ICON: A Little Jab

Tire temperature is a crucial parameter for the performance of any tire. A topic also reported on in the first issue of Christophorus 70 years ago.

   

The tires are the only connection between the surface of the road and the vehicle, whether series model or race car. Their grip properties play a key role in roadholding in everyday use and consistently fast laps on the racecourse. The Porsche racing engineers take this to heart in the early 1950s. Even back then, the key parameters for exploiting the full potential of the tires are air pressure and, more importantly, the temperature of the road surface – a topic also reported on in the first issue of Christophorus 70 years ago.

To this day, racing tires still receive a small jab whenever the driver makes a pit stop. The tire experts insert a fine needle probe just a few millimeters deep into the rubber. While this approach has changed very little over the decades, the method has been enhanced: once the key area of focus, the temperature at the center of the tread is now accompanied by that of the inside and outside. 

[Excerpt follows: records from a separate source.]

PR #12, opened 2023-09-05
Add support for custom base token 

thomas-nguy:
Submitting draft of the solution to collect feedbacks

If we agree on the proposed solution, I will submit the second part of draft which 
- Fix all the scripts in the repository
- Rename `Mailbox.sol` to `CustomBaseMailbox.sol` to avoid breaking the diamond upgrade contracts

### DIFF
--- a/ethereum/contracts/bridge/L1WethBridge.sol
+++ b/ethereum/contracts/bridge/L1WethBridge.sol
@@ -4,7 +4,7 @@ pragma solidity ^0.8.13;
 
 import "@openzeppelin/contracts/token/ERC20/utils/SafeERC20.sol";
 
-import "./interfaces/IL1Bridge.sol";
+import "./interfaces/IL1WethBridge.sol";
 import "./interfaces/IL2WethBridge.sol";
 import "./interfaces/IL2Bridge.sol";
 import "./interfaces/IWETH9.sol";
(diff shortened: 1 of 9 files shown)


ethereum/contracts/bridge/L1WethBridge.sol
```diff
@@ -161,6 +161,7 @@ contract L1WethBridge is IL1Bridge, AllowListed, ReentrancyGuard {
     ) external payable nonReentrant senderCanCallFunction(allowList) returns (bytes32 txHash) {
         require(_l1Token == l1WethAddress, "Invalid L1 token address");
         require(_amount != 0, "Amount cannot be zero");
+        //require(zkSync.baseTokenAddress() == address(0), "Base token has to be ETH");
```
thomas-nguy, line 164: Technically this contract won't be needed if we have a custom base token

ethereum/contracts/zksync/interfaces/IMailbox.sol
```diff
@@ -118,13 +119,11 @@ interface IMailbox is IBase {
...
-        uint256 _l2Value,
+        L2Transaction memory _l2tx,
         bytes calldata _calldata,
-        uint256 _l2GasLimit,
-        uint256 _l2GasPerPubdataByteLimit,
         bytes[] calldata _factoryDeps,
-        address _refundRecipient
+        address _refundRecipient,
+        uint256 _baseAmount
     ) external payable returns (bytes32 canonicalTxHash);
```
thomas-nguy, line 127: Keeping the function `payable` while it should not be when using the custom base token mode is not ideal but this way, we are avoiding breaking changes

PR #16, opened 2023-09-12
Implement optimised version of PLONK verifier

vladbochok:
Thanks @StanislavBreadless, @popzxc @andreysobol for review and @olesHolem @Vectorized for the contribution!

What's done:
- Code was rewritten to Yul, which means optimizations for the memory management
- Calculate only one pairing instead of two (another one was calculated in `Executor.sol`, so the gas cost comparison doesn't show that effect, but the removed part has the effect of an additional 120k of gas saving)
- Remove unused calculation (there were one elliptic curve multiplication and addition)

Gas cost before:
```
·----------------------------------------|---------------------------|-------------|-----------------------------·
|          Solc version: 0.8.17          ·  Optimizer enabled: true  ·  Runs: 200  ·  Block limit: 30000000 gas  │
·········································|···························|·············|······························
|  Methods                                                                                                       │
·············|···························|·············|·············|·············|···············|··············
|  Contract  ·  Method                   ·  Min        ·  Max        ·  Avg        ·  # calls      ·  eur (avg)  │
·············|···························|·············|·············|·············|···············|··············
|  Verifier  ·  verify_serialized_proof  ·          -  ·          -  ·     608875  ·            1  ·          -  │
·----------------------------------------|-------------|-------------|-------------|---------------|-------------·
```
Gas cost after:
```
·------------------------|---------------------------|-----------------|-----------------------------·
|  Solc version: 0.8.17  ·  Optimizer enabled: true  ·  Runs: 9999999  ·  Block limit: 30000000 gas  │
·························|···························|·················|······························
|  Methods                                                                                           │
··············|··········|·············|·············|·················|···············|··············
|  Contract   ·  Method  ·  Min        ·  Max        ·  Avg            ·  # calls      ·  eur (avg)  │
··············|··········|·············|·············|·················|···············|··············
|  Verifier   ·  verify  ·          -  ·          -  ·         421390  ·            1  ·          -  │
··············|··········|·············|·············|·················|···············|··············
```

Total saving is around 300k of gas.

### How to review this PR?

Those who have crypto knowledge can review it from scratch as a new version of the verifier. For anyone else, it is easier to compare it with the previous version. The code structure is mostly the same as on the original Verifier, except for some small changes:
- `get_verification_key` method that is used in the server is changed to `verificationKeyHash`.
- Verifier doesn't accept point at infinity (0, 0) as valid input for proof.
- Verifier accepts proof with data over modulo (it is just cheaper, but doesn't create any security implication, does it?)
- Structure of `prepare_queries` changed. In the original code, it only copy-pastes data and other preparation for queries done in the `verify` function, now it is all moved to `prepareQueries`
- Pairing from `Executor.sol` is removed and recursive aggregation is implemented instead.


StanislavBreadless (dismissed):

ly0va (approved):

ly0va:
Was there a reason to move the Verifier.sol file? Now the server will be confused when trying to read the abi

StanislavBreadless (dismissed):

ly0va (dismissed):

ly0va (approved):

StanislavBreadless (approved):

PR #17, opened 2023-09-12
feat: Generate solidity verifier based on scheduler VK

akash-chandrakar:
## Generate solidity verifier based on scheduler VK


ly0va (approved):
LGTM, although I'm curious why we decided to implement templating ourselves instead of using some library. 

I understand there was a decision to avoid using solpp moving forward, but why not something super simple like [handlebars](https://crates.io/crates/handlebars)? It seems like we're inventing a bicycle here, and making the tool harder to maintain, no?

StanislavBreadless (approved):

ly0va (approved):

vladbochok (approved):

PR #23, opened 2023-09-15
Release optimized PLONK verifier

StanislavBreadless:
**Description:**

For the details you can refer to the main PR with changes: https://github.com/matter-labs/era-contracts/pull/16.

**Audit:**

[External](https://github.com/HalbornSecurity/PublicReports/blob/master/Solidity%20Smart%20Contract%20Audits/MatterLabs_Verifier_Smart_Contract_Security_Assessment_Report_Halborn_Final.pdf)


vladbochok:
Blocked by #37 ?

StanislavBreadless:
@vladbochok no, this one goes into `main` and so should be merged roughly at the same time as we will start integrating it into the testnet/mainnet (i.e. the old proof system), while #37 is for boojum

StanislavBreadless:
Though actually since #37 supports both aggregation and lack of it, it is indeed better to wait for it to be finalized and then use it here also

StanislavBreadless:
The optimized PLONK verified has been released as part of boojum release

The measurement results at these three points provide important insight: Is tire capacity being used efficiently? Are the tires overtaxed or could they withstand even more? Ideally, tire potential is used evenly across the full width of the contact surface.

Slick tires like it hot, with a temperature range of 90 to 110 degrees Celsius offering the best grip. In professional racing, the tires are preheated to around 80 degrees using electric blankets or heat chambers, which allows them to reach their optimal temperature range on the course faster.

While the measuring instruments were little more than antiquated fever thermometers in the 1950s, modern digital devices are now faster and more precise. What hasn’t changed is the analogue way in which the measurement values are recorded: they’re written down by hand on sheets of paper and passed on to the racing engineers.